> [Exercise details]: Starting at the first line of the entries below, output every line exactly, up to and including the line with "tonidero: Hmm I".

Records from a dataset
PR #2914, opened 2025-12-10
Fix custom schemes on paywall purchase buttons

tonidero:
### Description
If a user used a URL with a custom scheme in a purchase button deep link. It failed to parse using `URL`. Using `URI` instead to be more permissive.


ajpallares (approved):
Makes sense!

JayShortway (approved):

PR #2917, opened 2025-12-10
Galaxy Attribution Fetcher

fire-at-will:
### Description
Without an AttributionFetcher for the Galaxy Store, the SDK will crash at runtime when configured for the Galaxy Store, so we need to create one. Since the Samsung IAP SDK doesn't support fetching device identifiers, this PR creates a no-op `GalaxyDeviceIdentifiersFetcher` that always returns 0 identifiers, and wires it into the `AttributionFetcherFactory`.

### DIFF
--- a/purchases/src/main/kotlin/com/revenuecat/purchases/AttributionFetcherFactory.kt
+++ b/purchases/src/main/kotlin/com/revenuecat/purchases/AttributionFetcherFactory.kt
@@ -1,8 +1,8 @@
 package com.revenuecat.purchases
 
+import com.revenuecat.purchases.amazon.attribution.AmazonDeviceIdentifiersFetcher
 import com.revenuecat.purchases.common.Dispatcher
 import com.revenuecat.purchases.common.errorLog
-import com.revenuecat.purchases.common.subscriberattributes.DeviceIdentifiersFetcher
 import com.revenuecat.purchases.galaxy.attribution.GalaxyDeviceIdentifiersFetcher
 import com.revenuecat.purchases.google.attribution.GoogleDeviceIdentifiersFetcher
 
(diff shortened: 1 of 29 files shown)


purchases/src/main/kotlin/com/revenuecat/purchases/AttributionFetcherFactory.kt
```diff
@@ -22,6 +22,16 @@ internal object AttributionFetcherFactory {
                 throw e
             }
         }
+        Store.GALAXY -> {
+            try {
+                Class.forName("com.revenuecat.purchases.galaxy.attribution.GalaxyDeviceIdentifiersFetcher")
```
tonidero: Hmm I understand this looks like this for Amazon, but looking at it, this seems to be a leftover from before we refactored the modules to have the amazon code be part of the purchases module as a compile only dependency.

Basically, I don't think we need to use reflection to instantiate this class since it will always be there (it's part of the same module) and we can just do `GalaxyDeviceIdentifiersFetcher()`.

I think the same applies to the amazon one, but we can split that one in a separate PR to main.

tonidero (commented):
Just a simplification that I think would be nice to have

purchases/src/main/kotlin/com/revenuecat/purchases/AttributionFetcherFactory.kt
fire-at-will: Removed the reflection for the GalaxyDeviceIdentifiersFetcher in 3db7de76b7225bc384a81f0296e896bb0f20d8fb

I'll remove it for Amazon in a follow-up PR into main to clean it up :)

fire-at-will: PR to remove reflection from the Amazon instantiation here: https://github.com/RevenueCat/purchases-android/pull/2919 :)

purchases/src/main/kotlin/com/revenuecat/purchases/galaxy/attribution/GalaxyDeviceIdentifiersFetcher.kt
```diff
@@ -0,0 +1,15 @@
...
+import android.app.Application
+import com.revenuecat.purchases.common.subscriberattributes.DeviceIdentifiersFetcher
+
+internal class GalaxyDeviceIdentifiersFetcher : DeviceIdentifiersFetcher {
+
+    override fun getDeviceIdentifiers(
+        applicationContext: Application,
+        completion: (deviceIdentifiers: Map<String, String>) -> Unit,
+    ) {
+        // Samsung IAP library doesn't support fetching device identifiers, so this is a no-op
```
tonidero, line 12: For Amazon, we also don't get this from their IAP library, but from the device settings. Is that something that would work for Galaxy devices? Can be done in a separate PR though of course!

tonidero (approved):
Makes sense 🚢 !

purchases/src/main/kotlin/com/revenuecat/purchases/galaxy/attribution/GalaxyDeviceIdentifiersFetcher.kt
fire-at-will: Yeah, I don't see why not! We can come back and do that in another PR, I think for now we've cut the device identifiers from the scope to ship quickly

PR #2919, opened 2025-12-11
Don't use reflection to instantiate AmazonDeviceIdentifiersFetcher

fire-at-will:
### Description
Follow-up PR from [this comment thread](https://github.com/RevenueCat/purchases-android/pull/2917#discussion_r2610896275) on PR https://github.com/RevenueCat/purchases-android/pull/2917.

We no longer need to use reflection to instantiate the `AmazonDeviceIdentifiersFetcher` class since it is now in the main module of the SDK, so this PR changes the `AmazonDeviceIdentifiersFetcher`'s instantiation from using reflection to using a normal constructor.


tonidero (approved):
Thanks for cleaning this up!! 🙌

> [Answer section]:
PR #2914, opened 2025-12-10
Fix custom schemes on paywall purchase buttons

tonidero:
### Description
If a user used a URL with a custom scheme in a purchase button deep link. It failed to parse using `URL`. Using `URI` instead to be more permissive.


ajpallares (approved):
Makes sense!

JayShortway (approved):

PR #2917, opened 2025-12-10
Galaxy Attribution Fetcher

fire-at-will:
### Description
Without an AttributionFetcher for the Galaxy Store, the SDK will crash at runtime when configured for the Galaxy Store, so we need to create one. Since the Samsung IAP SDK doesn't support fetching device identifiers, this PR creates a no-op `GalaxyDeviceIdentifiersFetcher` that always returns 0 identifiers, and wires it into the `AttributionFetcherFactory`.

### DIFF
--- a/purchases/src/main/kotlin/com/revenuecat/purchases/AttributionFetcherFactory.kt
+++ b/purchases/src/main/kotlin/com/revenuecat/purchases/AttributionFetcherFactory.kt
@@ -1,8 +1,8 @@
 package com.revenuecat.purchases
 
+import com.revenuecat.purchases.amazon.attribution.AmazonDeviceIdentifiersFetcher
 import com.revenuecat.purchases.common.Dispatcher
 import com.revenuecat.purchases.common.errorLog
-import com.revenuecat.purchases.common.subscriberattributes.DeviceIdentifiersFetcher
 import com.revenuecat.purchases.galaxy.attribution.GalaxyDeviceIdentifiersFetcher
 import com.revenuecat.purchases.google.attribution.GoogleDeviceIdentifiersFetcher
 
(diff shortened: 1 of 29 files shown)


purchases/src/main/kotlin/com/revenuecat/purchases/AttributionFetcherFactory.kt
```diff
@@ -22,6 +22,16 @@ internal object AttributionFetcherFactory {
                 throw e
             }
         }
+        Store.GALAXY -> {
+            try {
+                Class.forName("com.revenuecat.purchases.galaxy.attribution.GalaxyDeviceIdentifiersFetcher")
```
tonidero: Hmm I understand this looks like this for Amazon, but looking at it, this seems to be a leftover from before we refactored the modules to have the amazon code be part of the purchases module as a compile only dependency.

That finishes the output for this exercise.